Everyone was using AI. No one could see it.

The company was investing in AI everywhere: Copilot, ChatGPT, Gemini, and a growing family of homegrown tools. But the picture was fragmented across ten dashboards. Leaders couldn’t tell which tools earned their cost, which teams built the habit, or where licenses sat dormant.

I led design end to end: the research, the information architecture, and every dashboard, working daily with PM and data engineering to turn ten inconsistent sources into one trusted view.

At a glance
The problem
AI tool usage is distributed across multiple platforms with no centralized visibility.
My role
Led usability research, IA, interaction & visual design; partnered daily with PM and engineering.
The focus
Surface the right usage metrics to enable leaders and executive to track token spend, usage trends, adoption and tool performance.

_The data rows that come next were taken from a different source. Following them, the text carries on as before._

PR #2734, opened 2019-11-06
Add taxon with reads dropdown for bulk downloads.

MarkAZhang:
# Description

This adds a `taxon_with_reads_suggestions` endpoint that uses the existing elasticsearch-backed `taxon_search` and also adds a front-end dropdown that allows users to search for taxons that have reads (in the bulk download modal).

Screen Shot 2019-11-06 at 2 07 53 PM

Refactored the bulk download render options method to remove duplicate code.

# Notes
Added some additional search-related props to dropdown.

One prop adds the header directly above the search results (Taxa/Samples)
Another prop shows a "no results" message if we aren't still loading results and there are no results.

Note that "no results found" only appears after the search response comes back. We could also show a loading indicator, but that seems out of scope of this PR.
Nov-06-2019 14-07-58

The search querying is debounced (will only fire after the user hasn't typed for 200ms), and handles race conditions from response ordering. 

This doesn't cover the back-end implementation for this bulk download type. (dividing into smaller PRs)

# Tests

* Added controller tests.
* Verified that data discovery taxon search is unaffected by changes.
* Verified that component behaves as expected.
* Verified that other dropdowns in bulk download modal still work as expected.

### DIFF
--- a/app/assets/src/components/ui/controls/dropdowns/BareDropdown.jsx
+++ b/app/assets/src/components/ui/controls/dropdowns/BareDropdown.jsx
@@ -144,6 +144,9 @@ class BareDropdown extends React.Component {
       menuClassName,
       disableAutocomplete,
       trigger,
+      optionsHeader,
+      showNoResultsMessage,
+      loadingSearchOptions,
       ...otherProps
     } = this.props;
 
@@ -240,9 +243,17 @@ class BareDropdown extends React.Component {
             />
           </div>
         )}
+        {optionsHeader && (
+          <div className={cs.optionsHeader}>{optionsHeader}</div>
+        )}
         <BaseDropdown.Menu scrolling className={cs.innerMenu}>
           {filteredItems}
         </BaseDropdown.Menu>
+        {filteredItems.length === 0 &&
+          showNoResultsMessage &&
+          !loadingSearchOptions && (
+            <div className={cs.noResultsMessage}>No results found.</div>
+          )}
       </BaseDropdown.Menu>
     );
 
@@ -294,6 +305,8 @@ BareDropdown.propTypes = forbidExtraProps({
   hideArrow: PropTypes.bool,
   smallArrow: PropTypes.bool,
   menuLabel: PropTypes.string,
+  // Optional header that displays between the search box and the options.
+  optionsHeader: PropTypes.node,
   // whether the dropdown should close when you click on the menu. Useful for custom dropdown menus.
   closeOnClick: PropTypes.bool,
   search: PropTypes.bool,
@@ -303,6 +316,11 @@ BareDropdown.propTypes = forbidExtraProps({
   // If search is true, but you want to customize behavior of search function, e.g. async search,
   // you should provide your own handler
   onFilterChange: PropTypes.func,
+  showNoResultsMessage: PropTypes.bool,
+  // Don't show the no results message if search options are still loading.
+  // TODO(mark): Visually indicate that search options are loading even if
+  // there are old search results to display.
+  loadingSearchOptions: PropTypes.bool,
 
   // Custom props for rendering options
   options: PropTypes.arrayOf(
--- a/app/assets/src/components/ui/controls/dropdowns/BareDropdown.jsx
+++ b/app/assets/src/components/ui/controls/dropdowns/BareDropdown.jsx
@@ -146,7 +146,7 @@ class BareDropdown extends React.Component {
       trigger,
       optionsHeader,
       showNoResultsMessage,
-      loadingSearchOptions,
+      isLoadingSearchOptions,
       ...otherProps
     } = this.props;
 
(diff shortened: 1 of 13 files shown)


app/assets/src/components/ui/controls/dropdowns/BareDropdown.jsx
```diff
@@ -303,6 +316,11 @@ BareDropdown.propTypes = forbidExtraProps({
   // If search is true, but you want to customize behavior of search function, e.g. async search,
   // you should provide your own handler
   onFilterChange: PropTypes.func,
+  showNoResultsMessage: PropTypes.bool,
+  // Don't show the no results message if search options are still loading.
+  // TODO(mark): Visually indicate that search options are loading even if
+  // there are old search results to display.
+  loadingSearchOptions: PropTypes.bool,
```
jshoe: I'm a little confused by `loadingSearchOptions` (maybe the naming or the comment). If true, then it doesn't display "no results" while loading?

app/assets/src/components/views/bulk_download/ChooseStep.jsx
```diff
@@ -1,16 +1,55 @@
...
 
 import cs from "./choose_step.scss";
 
+const AUTOCOMPLETE_DEBOUNCE_DELAY = 200;
+
 class ChooseStep extends React.Component {
+  state = {
+    backgroundOptions: null,
+    taxonWithReadsOptions: null,
+    loadingTaxonWithReadsOptions: false,
```
jshoe: similar for `loadingTaxonWithReadsOptions`.. if it's called `Options` I'm not usually expecting a bool

app/controllers/samples_controller.rb
```diff
@@ -1258,6 +1259,29 @@ def coverage_viz_data
     }
   end
 
+  # GET /samples/taxon_with_reads_suggestions
+  # Get taxon search suggestions, where taxon are restricted to the provided sample ids.
```
jshoe: nit: "where taxa are restricted"

app/controllers/samples_controller.rb
```diff
@@ -1258,6 +1259,29 @@ def coverage_viz_data
...
+  # Also include, for each taxon, the number of samples that contain the taxon.
+  def taxon_with_reads_suggestions
+    sample_ids = (params[:sampleIds] || []).map(&:to_i)
+    query = params[:query]
+    samples = current_power.viewable_samples.where(id: sample_ids)
+
+    # User should not be querying for unviewable samples.
+    if samples.length != sample_ids.length
+      LogUtil.log_err_and_airbrake("Get taxons with reads error: Unauthorized access of samples")
```
jshoe: nit: s/taxons/taxa

app/assets/src/components/views/bulk_download/ChooseStep.jsx
```diff
@@ -49,83 +88,154 @@ class ChooseStep extends React.Component {
...
+    }
+
+    if (!dropdownOptions) {
+      return null;
     }
+
+    return (
+      <div className={cs.field} key={field.type}>
+        <div className={cs.label}>{field.display_name}:</div>
+        <Dropdown
```
tfrcarvalho: It just does not feel like this should be using the Dropdown directly... So none of the other higher level components makes sense here?
It seems like setting up this dropdown was too complex...

app/controllers/samples_controller.rb
MarkAZhang: OMG this whole time I thought taxon was the plural of taxa. I've been doing this all wrong.

app/assets/src/components/ui/controls/dropdowns/BareDropdown.jsx
MarkAZhang: Would `isLoadingSearchOptions` be better? This indicates to the dropdown that the parent component is currently waiting for a response from the server. This would actually change between true and false on the same component depending on whether we're currently waiting for a response.

jshoe: yeah that makes more sense to me

MarkAZhang:
That's a great point, especially if the user has a lot of samples selected. Will keep an eye on it.

app/assets/src/components/views/bulk_download/ChooseStep.jsx
MarkAZhang: Good point. `<LiveSearchPopBox>` is the one with the closest set of features, in that it also fetches data with a debounce. But that one is also quite different, because it allows users to pick an option OR type whatever they want, whereas in my case the user is required to pick an option. There's no clear alternative dropdown to use.

We should definitely think about refactoring these dropdowns soon.

MarkAZhang: One concrete thing we can do is refactor the ability to load options asynchronously into a wrapper component or something like that.

tfrcarvalho: Yeah, i guess i left this comment more as an extra note for future discussion.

The hard part wasn’t the charts.

Three audiences needed the same data at very different altitudes: associates checking their own habits, leaders comparing teams, executives steering spend. And a dashboard about people’s work is easy to get wrong. Usage gets read as performance; incomplete data gets read as truth. Most of my design decisions were really policy decisions: what each role sees by default, where drill-down stops, and how honestly every chart admits what it doesn’t know.

How it came together
01Discover

Start with the questions.

I interviewed leaders, associates, and analysts, then audited what each tool could actually report.

02Define

Three altitudes, one system.

Personal, team, and enterprise views of one system, every metric backed by a written spec.

03Design & test

Cards, tested with leaders.

Consistency heatmaps, adoption funnels, dormant-license alerts, and token meters.

04Ship & learn

Pilot first, then expand.

V1 launched with three tools and pilot orgs, then widened coverage with every release.

A dashboard about people’s work is one careless default away from becoming surveillance. The privacy guardrails weren’t a constraint on the design; they were the design.

A principle I kept coming back to
The outcome

Answers that took a data pull now take a filter.

V1 is live. The first tools are unified, pilot orgs are on real data, and coverage is expanding release by release. We committed to three measures up front: how much of the enterprise’s AI activity the platform captures, and whether leaders and associates keep coming back on their own.

Centralized AI data
Scattered data became a single view of AI usage for associates, teams, and executives.
Surfaced signals to act on
Brought awareness to areas of the business where tools and tokens were going to waste
Easy-to-understand data visuals
Representing data correctly and allowing it to be configurable made all the difference
What I’d carry forward

The most valuable artifact I made wasn’t a screen. It was the metric spec. Agreeing on what a number means, who can see it, and what it should never imply did more for the product than any visual decision. I’d start there again.